Nokia's latest attempt to win back market share with its N9 phone received mixed reviews on Wednesday but analysts said the real test will come when it releases new models using the Windows Phone 7 operating system.
Fans lauded the N9's ease of use without any "home" button -- a feature of the iPhone and other rivals -- while detractors mocked what they saw as its outdated Meego operating system.
Unveiled by Nokia chief executive Stephen Elop at the CommunicAsia telecoms fair in Singapore this week, fans crowded around the company's booth to try out the device.
The N9 has a 99-millimetre (less than four inches), 854 x 480 pixel display and weighs 135 grams (less than five ounces), putting it clearly in iPhone territory.
Its most distinctive feature is an "all-screen" display, with users swiping the screen to switch between applications.
The device also has a function that allows users to link it to dedicated accessories such as a headset or speakers by simply touching the phone against them.
"Being a user of Apple, an iPhone, this is light years ahead of what iPhone 3G does," declared Paul Krzystoszek, operations and marketing manager for Australian Satellite Communications.
"The ease of use... the intuitive nature of swiping across the screen instead of using a button, there's no button on it, the plastic casing, I think they're all things that make it a lot better than what we have already," he told AFP after trying the phone at the Nokia booth.
"Awesome" was how Shahiran Jaafar, chief executive officer of Malaysian firm Microtel Systems and user of an iPhone 3G, described the N9.
"The fact that you can just swipe it and it goes back to whatever screen that you need it to go back to, the fact that it can show all the open tasks that's available, that's fantastic," he said.
"It just dwarfs the iPhone, the iPhone is nothing now."
However, some were unimpressed by the fact that the N9 was still operating on Nokia's MeeGo platform despite the company's impending adoption of the Windows Phone 7 platform later this year.
"I have a problem with... the operating system," said Phoosith Ratpiyasoontorn, a Thai systems integration engineer, lamenting that MeeGo lacked user volume and compatibility with many applications.
Technological consultancy firm Ovum's consumer information technology analyst Tim Renowden said the true test of whether Nokia can reverse its sagging fortunes will be when its new handsets using Windows Phone 7 are rolled out.
"The N9 is an interesting demonstration that Nokia can still build excellent hardware, and it shows the progress made on the MeeGo OS," he said.
"But it doesn't change the fact that most Nokia fans will be waiting for the first Windows Phone 7 handsets to arrive later this year," he told AFP.
"With Nokia's focus shifting to Windows Phone 7 it's hard to get excited about MeeGo on Nokia hardware, despite the apparent merits of the N9 itself."
Ratpiyasoontorn added that the choice for him would be clear if the N9 was stacked up against the iPhone.
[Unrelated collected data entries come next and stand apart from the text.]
PR #110, opened 2025-05-10
feat: add torchao quantizer

nifleisch:
## Description
This PR introduces torchao as an additional quantizer for diffusion transformer models (e.g., FLUX). When combined with torch.compile, torchao delivers significant inference speedups for FLUX:

- Baseline (no optimization): 16 s
- torch.compile: 12.2 s
- torchao + torch.compile: 9.5 s

All timings were measured on an L40S GPU. Full benchmark (including visual comparison) are available [here](https://pruna.notion.site/torchao-bench-1ee70a039e5f80f88007d577e5fd4229?pvs=4).

The implementation closely follows the [diffusers-torchao](https://github.com/sayakpaul/diffusers-torchao) repository, which includes additional benchmarks and tests for the CogVideoX-5b video model.

## Type of Change

## How Has This Been Tested?

- Added a dedicated algorithm test
- Manually tested all quantization modes on FLUX, both with and without torch.compile.
- Manually tested quantization of LLama model.
- Verified model quality via a small benchmark (see link above).
Note: fp8dqrow mode was not tested due to its requirement for Hopper-series GPUs. Also the int4 quantization techniques are not compatible with FLUX.

## Checklist

### DIFF
--- a/src/pruna/algorithms/quantization/torchao.py
+++ b/src/pruna/algorithms/quantization/torchao.py
@@ -209,7 +209,8 @@ class TorchaoQuantizer(PrunaQuantizer):
             )
         # Only apply quantization on module list level if torch compile is also applied at that level
         if (
-            smash_config._base_config["torch_compile_target"] == "model"
+            smash_config["compiler"] == "torch_compile"
+            and smash_config._base_config["torch_compile_target"] == "model"
             or smash_config["compiler"] is None
             or smash_config["compiler"] != "torch_compile"
         ):
--- a/src/pruna/algorithms/quantization/torchao.py
+++ b/src/pruna/algorithms/quantization/torchao.py
@@ -22,6 +22,7 @@ from pruna.config.smash_config import SmashConfigPrefixWrapper
 from pruna.config.smash_space import CategoricalHyperparameter
 from pruna.engine.model_checks import get_diffusers_transformer_models, is_causal_lm
 from pruna.engine.save import SAVE_FUNCTIONS
+from pruna.logging.logger import pruna_logger
 
 # Based on common diffusers transformer architectures
 NORM_MODULES: list[str] = [
@@ -80,7 +81,10 @@ class TorchaoQuantizer(PrunaQuantizer):
     run_on_cpu: bool = True
     run_on_cuda: bool = True
     dataset_required = False
-    compatible_algorithms = dict(compiler=["torch_compile"])
+    compatible_algorithms = dict(
+        cacher=["fora"],
+        compiler=["torch_compile"],
+    )
 
     def get_hyperparameters(self) -> list:
         """
@@ -180,6 +184,26 @@ class TorchaoQuantizer(PrunaQuantizer):
             if not is_linear(module, fqn):
                 return False
             return all(name not in excluded_modules for name in fqn.split("."))
+
+        if (smash_config["compiler"] == "torch_compile" and
+            smash_config._base_config["torch_compile_mode"] != "max-autotune-no-cudagraphs"):
+            pruna_logger.warning(
+                "You are using torchao with torch.compile. "
+                "Please set `smash_config['torch_compile_mode']='max-autotune-no-cudagraphs'` for best results; "
+                "otherwise you may encounter undesirable outcomes."
+            )
+
+        if ("fp8" in smash_config["quant_type"] and
+            not (torch.cuda.is_available() and torch.cuda.get_device_capability() >= (8, 9))):
+            pruna_logger.warning(
+                "Float8 quantization requires an NVIDIA GPU with compute capability ≥ 8.9. "
+                "Your device does not meet this requirement."
+            )
+
+        if smash_config["quant_type"] == "fp8dqrow":
+            pruna_logger.warning(
+                "Row wise float8 dynamic quantization is still experimental and might not work on your hardware."
+            )
 
         imported_modules["quantize"](working_model, imported_modules[smash_config["quant_type"]], filter_fn=filter_fn)
         return model
--- a/src/pruna/algorithms/quantization/torchao.py
+++ b/src/pruna/algorithms/quantization/torchao.py
@@ -150,6 +150,8 @@ class TorchaoQuantizer(PrunaQuantizer):
             return True
         if isinstance(model, tuple(unet_models)):
             return True
+        if hasattr(model, "unet") and isinstance(model.unet, tuple(unet_models)):
+            return True
         if hasattr(model, "transformer") and isinstance(model.transformer, tuple(transformer_models)):
             return True
         if is_causal_lm(model):
@@ -172,7 +174,12 @@ class TorchaoQuantizer(PrunaQuantizer):
         Any
             The quantized model.
         """
-        working_model = model.transformer if hasattr(model, "transformer") else model
+        if hasattr(model, "unet"):
+            working_model = model.unet
+        elif hasattr(model, "transformer"):
+            working_model = model.transformer
+        else:
+            working_model = model
 
         excluded_modules = []
         if "norm" in smash_config["excluded_modules"]:
--- a/src/pruna/algorithms/quantization/torchao.py
+++ b/src/pruna/algorithms/quantization/torchao.py
@@ -20,7 +20,7 @@ import torch
 from pruna.algorithms.quantization import PrunaQuantizer
 from pruna.config.smash_config import SmashConfigPrefixWrapper
 from pruna.config.smash_space import CategoricalHyperparameter
-from pruna.engine.model_checks import get_diffusers_transformer_models, is_causal_lm
+from pruna.engine.model_checks import get_diffusers_transformer_models, get_diffusers_unet_models, is_causal_lm
 from pruna.engine.save import SAVE_FUNCTIONS
 from pruna.logging.logger import pruna_logger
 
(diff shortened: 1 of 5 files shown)


src/pruna/algorithms/quantization/torchao.py
```diff
@@ -0,0 +1,132 @@
...
+        -------
+        list
+            The hyperparameters.
+        """
+        return [
+            CategoricalHyperparameter(
+                "quant_type",
+                choices=["int4dq", "int4wo", "int8dq", "int8wo", "fp8wo", "fp8dq", "fp8dqrow"],
+                default_value="int8dq",
+                meta=dict(desc="Quantization type to use."),
```
sharpenb: Could we provide slightly more info on the meaning of dq, wo, row in the docs? :)

src/pruna/algorithms/quantization/torchao.py
```diff
@@ -0,0 +1,132 @@
...
+            The configuration for the quantization.
+
+        Returns
+        -------
+        Any
+            The quantized model.
+        """
+        working_model = model.transformer if hasattr(model, "transformer") else model
+        imported_modules = self.import_algorithm_packages()
+        imported_modules["quantize"](working_model, imported_modules[smash_config["quant_type"]])
```
sharpenb: We do not support the parameters `module_to_not_convert`. This can have a big impact for some architectures.

src/pruna/algorithms/quantization/torchao.py
```diff
@@ -0,0 +1,132 @@
...
+from pruna.config.smash_space import CategoricalHyperparameter
+from pruna.engine.model_checks import get_diffusers_transformer_models
+from pruna.engine.save import SAVE_FUNCTIONS
+
+
+class TorchaoQuantizer(PrunaQuantizer):
+    """
+    Implement quantization using the torchao library.
+
+    This algorithm quantizes the weights and activations of linear layers in a model.
```
sharpenb: If we could give sligthly more info about what type of quantization is used e.g. linear quantization? what is the actiavtion quantization that they used? :)

src/pruna/algorithms/quantization/torchao.py
sharpenb: We could likely have even more options here. alt text

nifleisch: Really good point, I will add it to the docs. 👍

src/pruna/algorithms/quantization/torchao.py
```diff
@@ -0,0 +1,132 @@
...
+        Parameters
+        ----------
+        model : Any
+            The model to check.
+
+        Returns
+        -------
+        bool
+            True if the model is suitable for torchao quantization, False otherwise.
+        """
```
sharpenb, line 147: Why is that only for trasnformers in diffusers and nn.module? In particular, it looks like the test would not accept opt125m models.

sharpenb (changes requested):
Looks very promising :) Could we add in the benchmark autoquant+ torchao, and torch compile with their default torch ao backend? It would probably help to reduce confusion between the "torch ao" options :)

src/pruna/algorithms/quantization/torchao.py
nifleisch: I agree. I’m confident that for certain linear layers, quantization barely affects overall inference time, yet dynamic quantization can substantially alter their outputs. To address this, I’ll add a blacklist for popular pipelines that users can enable - ensuring caching is applied more conservatively when needed.

src/pruna/algorithms/quantization/torchao.py
nifleisch: Good catch. Torchao quantization also supports the 🤗 transformers library. Will add support for 🤗 transformers CausalLMs.

src/pruna/algorithms/quantization/torchao.py
```diff
@@ -0,0 +1,217 @@
...
+    "norm2_context",
+    "norm3",
+    "norm_k",
+    "norm_q",
+    "norm_v",
+    "norm_final",
+    "norm_out",
+    "skip_norm",
+]
+EMBEDDING_MODULES: list[str] = [
```
llcnt, line 44: Just a question because I already faced the same limitation: do you know if there is a way to let the user specify this list by him/herself?
(I have also hard-coded some list of layers for the `modules_to_not_convert`, but it is painful to define such huge lists for every type of models and give less freedom for the user...)

src/pruna/algorithms/quantization/torchao.py
```diff
@@ -0,0 +1,217 @@
...
+
+    algorithm_name = "torchao"
+    references = {"GitHub": "https://huggingface.co/docs/diffusers/quantization/torchao"}
+    save_fn = SAVE_FUNCTIONS.save_before_apply
+    tokenizer_required = False
+    processor_required = False
+    run_on_cpu: bool = True
+    run_on_cuda: bool = True
+    dataset_required = False
+    compatible_algorithms = dict(compiler=["torch_compile"])
```
llcnt: Did you test the compatibility with other family of algo, like cachers for eg ? :)
(I am curious to see if we can enjoy a combo speed-up)

src/pruna/algorithms/quantization/torchao.py
llcnt: And what about unet-based diffusers, do you think it is compatible ? :)

src/pruna/algorithms/quantization/torchao.py
nifleisch: I agree—this would be great. With our current smash_config API, it isn’t possible to specify custom inputs, although Johanna is working on adding that capability. That said, to some degree I really like the current solution, since it makes using these filters very convenient. They should work as intended for all Diffusers transformer models as they use the same naming conventions to refer to norm and embedding layers.

src/pruna/algorithms/quantization/torchao.py
nifleisch: The combination with our Pruna Pro cachers (“auto” and “periodic”) already works. Once Fora is merged, I’ll also test if torchao works with Fora/FasterCache and PAB straight out of the box.

src/pruna/algorithms/quantization/torchao.py
nifleisch: I tested it with StableDiffusion but was not able to obtain any speedup (torchao rather slowed it down). Still maybe this could be a different story for other diffusion models. I will add the compatibility.

johnrachwan123 (changes requested):
Looks great, but I tested it and having a module list option makes the warmup smaller and the overall model faster (10% in my measurements)

src/pruna/algorithms/quantization/torchao.py
sharpenb: The interface is now different to handle module not to convert in different algos. It would be great to unify them.

src/pruna/algorithms/quantization/torchao.py
```diff
@@ -0,0 +1,263 @@
...
+            True if the model is suitable for torchao quantization, False otherwise.
+        """
+        transformer_models = get_diffusers_transformer_models()
+        if isinstance(model, tuple(transformer_models)):
+            return True
+        if hasattr(model, "transformer") and isinstance(model.transformer, tuple(transformer_models)):
+            return True
+        if is_causal_lm(model):
+            return True
+        return isinstance(model, torch.nn.Module)
```
sharpenb, line 160: Why does it not work for SD? It is not critical though

src/pruna/algorithms/quantization/torchao.py
```diff
@@ -0,0 +1,263 @@
...
+                "Your device does not meet this requirement."
+            )
+
+        if smash_config["quant_type"] == "fp8dqrow":
+            pruna_logger.warning(
+                "Row wise float8 dynamic quantization is still experimental and might not work on your hardware."
+            )
+        # Only apply quantization on module list level if torch compile is also applied at that level
+        if (
+            smash_config["compiler"] == "torch_compile"
```
sharpenb, line 223: Cna this condition be simplified? It sounds like it would go int he else only if "torch_compile_target" is module_list.

src/pruna/algorithms/quantization/torchao.py
```diff
@@ -0,0 +1,263 @@
...
+            and smash_config._base_config["torch_compile_target"] == "model"
+            or smash_config["compiler"] is None
+            or smash_config["compiler"] != "torch_compile"
+        ):
+            # Apply quantization to the entire model
+            imported_modules["quantize"](
+                working_model, imported_modules[smash_config["quant_type"]], filter_fn=filter_fn
+            )
+        else:
+            # Apply quantization to individual submodules in ModuleLists
```
sharpenb, line 231: I was curious if it needsa recursive implementation. It can be that we have module list of module list. This is a bit the same logi as finding linear layers in a model recursviely.

sharpenb (changes requested):
Looks good. I still left a couple of comments :)

src/pruna/algorithms/quantization/torchao.py
johnrachwan123: Done

src/pruna/algorithms/quantization/torchao.py
johnrachwan123: Added

src/pruna/algorithms/quantization/torchao.py
johnrachwan123: That's a good idea but I guess let's do it in a separate PR for all the places where this is done especially because all models that i've seen don't currently need it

"iPhone for sure because the ecosystem, they have a lot more content, more applications," he said.
In Finland, Nokia touted the virtues of Meego as the N9 was unveiled in Asia.
"It reflects a change in philosophy, hardware and software coming together at Nokia in a very specific way to create a device," said Peter Skillman, Nokia Vice President of Services and Meego Design.
"This impacts everything from smartphones to low-end phones right across the board."